Tables 1 through 6 address the contention that human scorers tend to not differentiate among analytic traits well. It should be noted that in these tables, the terms “Scorer 1” and “Scorer 2” actually refer to the first scoring and the second scoring. There were many more than two scorers working on the project, and scorers were randomly assigned essays to score. During the course of double scoring, a particular scorer was paired with many different scorers and was sometimes a first reader, and sometimes a second reader of essays. Scorer 1 scores were used in analyses in which single scoring was of interest.

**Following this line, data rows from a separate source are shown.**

PR #1314, opened 2017-04-11
adding source for sensu alert as parameter

henry-megarry-tr:
- [x] Rebased/mergable
- [x] Tests pass
- [x] CHANGELOG.md updated

### DIFF
--- a/server/server_test.go
+++ b/server/server_test.go
@@ -6000,7 +6000,7 @@ func TestServer_UpdateConfig(t *testing.T) {
 						Set: map[string]interface{}{
 							"addr":    "sensu.local:3000",
 							"enabled": true,
-							"source":  "",
+							"source":  "Kapacitor",
 						},
 					},
 					expSection: client.ConfigSection{
@@ -6010,7 +6010,7 @@ func TestServer_UpdateConfig(t *testing.T) {
 							Options: map[string]interface{}{
 								"addr":    "sensu.local:3000",
 								"enabled": true,
-								"source":  "",
+								"source":  "Kapacitor",
 							},
 							Redacted: nil,
 						}},
@@ -6020,7 +6020,7 @@ func TestServer_UpdateConfig(t *testing.T) {
 						Options: map[string]interface{}{
 							"addr":    "sensu.local:3000",
 							"enabled": true,
-							"source":  "",
+							"source":  "Kapacitor",
 						},
 						Redacted: nil,
 					},
@@ -6616,6 +6616,7 @@ func TestServer_ListServiceTests(t *testing.T) {
 				Options: client.ServiceTestOptions{
 					"name":   "testName",
 					"output": "testOutput",
+					"source": "Kapacitor",
 					"level":  "CRITICAL",
 				},
 			},
@@ -6717,6 +6718,7 @@ func TestServer_ListServiceTests_WithPattern(t *testing.T) {
 				Options: client.ServiceTestOptions{
 					"name":   "testName",
 					"output": "testOutput",
+					"source": "Kapacitor",
 					"level":  "CRITICAL",
 				},
 			},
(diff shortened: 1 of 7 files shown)


server/server_test.go
```diff
@@ -7751,6 +7756,7 @@ stream
 		.message('message')
 		.details('details')
 		.crit(lambda: TRUE)
+		.sensu()
```
nathanielc: What is this change doing? The alert should be sent to sensu via the topic handler, not explicitly in the TICKscript.

services/sensu/service.go
```diff
@@ -145,21 +153,47 @@ func (s *Service) prepareData(name, output string, level alert.Level) (*net.TCPA
...
 func (h *handler) Handle(event alert.Event) {
+	td := event.TemplateData()
+	var buf bytes.Buffer
+	err := h.sourceTmpl.Execute(&buf, td)
+	if err != nil {
+		h.logger.Printf("E! failed to evaluate Sensu source template %s: %v", h.c.Source, err)
+		return
+	}
+	sourceStr := buf.String()
+	buf.Reset()
```
nathanielc: No need to reset the buffer here as it isn't being used later.

server/server_test.go
henry-megarry-tr: The sensu TestServer_AlertHandlers test was failing without that being set. 
`        server_test.go:7784: sensu: unexpected sensu request:
                exp
                [{Name:id Source:Kapacitor Output:message Status:2}]
                got
                []
`
 Is there something I can do to make it work without that?

nathanielc: This bit of code here should be registering a sensu handler for the topic `test`. So it should get an alert event, this hasn't changed in your code so I am not sure why you would be getting that error. But it should definitely be passing without the `.sensu()` bit as it was before.

henry-megarry-tr: It looks like I am getting this error in services/sensu/sensutest/sensutest.go line 53

"accept tcp 127.0.0.1:48578: use of closed network connection"

Not sure what I changed that would cause this to happen. Any suggestions on how to fix the issue?

nathanielc: Hmm, nothing is jumping out at me either. Maybe later I'll pull down the branch and take a look.

henry-megarry-tr: some more digging found that the Sensu service Handler() method is being called however the Handle() method is not.  It is called if the .sensu() is in the tick script. How does the topic handler know to use the sensu service?

services/alert/service.go
```diff
@@ -769,7 +770,15 @@ func (s *Service) createHandlerFromSpec(spec HandlerSpec) (handler, error) {
 		}
 		h = NewPublishHandler(c, s.logger)
 	case "sensu":
-		h = s.SensuService.Handler(s.logger)
+		c := sensu.HandlerConfig{}
+		err = decodeOptions(spec.Options, &c)
+		if err != nil {
+			return handler{}, err
+		}
+		h, err := s.SensuService.Handler(c, s.logger)
```
nathanielc: This is where a topic handler calls into the SensuService for the sensu handler. And it looks correct.

nathanielc: I found the bug it is super subtle, the above line should read

```
h, err = s.SensuService.Handler(c, s.logger)
```

this is because we want to assign to the var h Handler from the function scope not our local scope. I should redesign this so that isn't so easy to mess up, but for now it will fix your test.

henry-megarry-tr: sweet thanks for the help! will get this in right away!

server/server_test.go
```diff
@@ -7391,6 +7393,9 @@ func TestServer_AlertHandlers(t *testing.T) {
 		{
 			handler: client.TopicHandler{
 				Kind: "sensu",
+				Options: map[string]interface{}{
+					"Source": "Kapacitor",
```
nathanielc: The key should be lower case to follow convention.

nathanielc:
@henry-megarry-tr The changes look good. :)

Just a few house keeping items to finish up

*  Add an entry to the CHANGELOG, in the feature section of the `unreleased` section.
*  Rebase and squash your commits into a single commit.
*  Sign the CLA so I can merge the code.

Thanks for this great PR! :tada:

nathanielc:
@henry-megarry-tr Thanks, merged.

Closed #1132

PR #1318, opened 2017-04-12
Fix bug where aggregate operations could not change type

### LINKED ISSUE #1271: InfluxQL default type should be settable by user
The particular problem I'm having is that when count() is chained after where(), which is filtering a window()...

    stream
    | window().every(1s).period(60s)
    | where(...)
    | count('timestamp')

If the stream starts with data that does not fit the where criteria, count seems to initialize to an InfluxQL node for type float64.  If the stream starts with data that does fit the where criteria, counts seems to initialize to an InfluxQL node for type int64.

The problem is if the count node starts as a float64 type, then when data meeting the where criteria start arriving, the timestamp type is int64, therefore kapacitor throws the following error

    2017/03/23 17:14:13 E! failed to aggregate batch: field timestamp has wrong type: got int64 exp float64

I believe there is no way to coerce the data type for an InfluxQL node, and coercing timestamp to float64 would be the wrong thing to do.

This seems to be corroborated by https://github.com/influxdata/kapacitor/blob/master/influxql.go#L180 which seems to be setting the type of reducer used by batch InfluxQL nodes to float64 by default when there are no points in the batch.  Changing this line to int64(0) allows the above scenario to work without issue.

It seems like there should be a user settable property that specifies the default type rather than having a hard coded float64 default.

nathanielc:
Fixes #1271 

- [x] Rebased/mergable
- [x] Tests pass
- [x] CHANGELOG.md updated

### DIFF
--- a/integrations/streamer_test.go
+++ b/integrations/streamer_test.go
@@ -701,6 +701,7 @@ stream
 
 	testStreamerWithOutput(t, "TestStream_Window_Count", script, 2*time.Second, er, false, nil)
 }
+
 func TestStream_Window_Count_Overlapping(t *testing.T) {
 
 	var script = `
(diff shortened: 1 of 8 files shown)


integrations/streamer_test.go
```diff
@@ -1323,6 +1324,43 @@ stream
...
+	er := models.Result{
+		Series: models.Rows{
+			{
+				Name:    "m",
+				Tags:    nil,
+				Columns: []string{"time", "count"},
+				Values: [][]interface{}{
+					{
+						time.Date(1971, 1, 1, 0, 0, 20, 0, time.UTC),
+						1.0,
```
desa: What would have happened previously? It would have been a int?

desa: Or does it have to do with the type of `value` changing.

desa: Or is it something else entirely. I think I might be confused about what this fixes.

desa: This being this PR.

nathanielc: Previously it would have errored and returned no value.

nathanielc: To be more clear, the result here will always be an int since count returns an int. That isn't the type that is changing. Rather the type of the aggregate function used to perform the count (yes it is typed) wasn't changing. So in this test the first window is empty and so we choose a data type of float, but on the second window when there are actual values that are ints, we needed to change the aggregator function to be the int type function. Previous to this fix it would have logged an error about the types and returned not data for the count operation.

desa: got it

desa: that makes sense

PR #1322, opened 2017-04-13
TLS configuration for Slack service for Mattermost compatibility

seuf:
Hi,
Mattermost is compatible with slack messages json format so I've patched the slack services to add TLS configuration parameters.
Now alerts can be sent to self hosted Mattermost with custom certificates.

- [X] Rebased/mergable
- [x] Tests pass
- [x] CHANGELOG.md updated


server/server.go
```diff
@@ -475,7 +475,10 @@ func (s *Server) appendSensuService() {
 func (s *Server) appendSlackService() {
 	c := s.config.Slack
 	l := s.LogService.NewLogger("[slack] ", log.LstdFlags)
-	srv := slack.NewService(c, l)
+	srv, err := slack.NewService(c, l)
+	if err != nil {
+		s.Logger.Println("W! Slack init :", err)
```
nathanielc: Go ahead and return the error here and check it in NewServer and return it from there. That will cause the server to print the error message and shutdown, which is the behavior we want.

services/slack/service.go
```diff
@@ -17,14 +19,21 @@ import (
...
 	logger      *log.Logger
+	client      *http.Client
 }
 
-func NewService(c Config, l *log.Logger) *Service {
+func NewService(c Config, l *log.Logger) (*Service, error) {
+	tlsConfig, err := getTLSConfig(c.SSLCA, c.SSLCert, c.SSLKey, c.InsecureSkipVerify)
+	if err != nil {
+		return nil, err
+	}
```
nathanielc: Can you add a log warn here if the config specifies using InsecureSkipVerify?

services/slack/service.go
```diff
@@ -17,14 +19,21 @@ import (
...
 	s := &Service{
 		logger: l,
+		client: &http.Client{Transport: &http.Transport{TLSClientConfig: tlsConfig}},
```
nathanielc: The configuration can be changed at runtime via the API, there should be an Update method on the service which is in charge of applying new config changes. Can you update that method to allow for creating a new client when the TLS config changes. See the Alerta service for an example.

seuf:
I've updated the pr to add all your requested changes. Is it good to you ?

services/slack/service.go
```diff
@@ -99,7 +119,8 @@ func (s *Service) Alert(channel, message, username, iconEmoji string, level aler
 	if err != nil {
 		return err
 	}
-	resp, err := http.Post(url, "application/json", post)
+	s.logger.Println("D! Posting event to Slack", post)
+	resp, err := s.client.Post(url, "application/json", post)
```
nathanielc: This line races with the lines in Update and New that assign to the client. Either add a mutex to the Sensu service or use the sync.Atomic type to synchronizes access to the client.

Other than that this looks good! Thanks

seuf: Hum. I'm not a Go dev. This looks like a bit tricky for me.. O_ô 
I will try to do this next tuesday when i go back to work.

nathanielc: @seuf No worries, I can help you out too. The Alerta service does something similar if that helps.

seuf: OK, I have updated the PR to use atomic value for the http client like Alerta service.

services/slack/service.go
```diff
@@ -99,7 +127,9 @@ func (s *Service) Alert(channel, message, username, iconEmoji string, level aler
 	if err != nil {
 		return err
 	}
-	resp, err := http.Post(url, "application/json", post)
+	s.logger.Println("D! Posting event to Slack", post)
```
nathanielc: Can you remove this debug statement?

seuf:
done

nathanielc:
@seuf Thanks! :tada:

PR #1333, opened 2017-04-21
fix derivative to add result to current point, not previous

### LINKED ISSUE #1329: derivative node returns value from the future
The `derivative()` node computes the derivative between a point, and the one that follows it, but adds the calculated derivative value to the first point, not the second.
This is counterintuitive as this is not how a derivative is defined, nor is it how InfluxDB's derivative behaves.
Additionally the behavior results in the `derivative()` node buffering a point. If it behaved as expected, buffering would not be necessary.

```
foo v=1i 1000000000
foo v=2i 2000000000
foo v=4i 3000000000
foo v=8i 4000000000
foo v=16i 5000000000
```
```
stream|from().measurement('foo')|derivative('v').as('derivative')|log()
```

Expected:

The correlations in Tables 1 and 2 are average intercorrelations among the analytic traits. These correlations are extremely high for human scorers as compared to those for the automated scoring systems. Some researchers have argued that such high correlations between two measures have two explanations: either one measure is a direct cause of the other, or the two measures are really measures of the same thing. This logic supports the notion that the human scorers cannot easily separate the analytic traits in their minds as they are scoring. The correlations among analytic traits from automated scoring are much more reasonable for variables that should be correlated, but that are truly independent of one another. Clearly, the factors the computer scoring considers are different from one another. Even though writing experts do not consider these factors ideal measures of the traits named, they are good, correlated proxies that are easily “counted” or evaluated by computers. For example, vocabulary level is a basis for e-rater®’s word choice, and essay length contributes to analytic traits scored by various computer systems.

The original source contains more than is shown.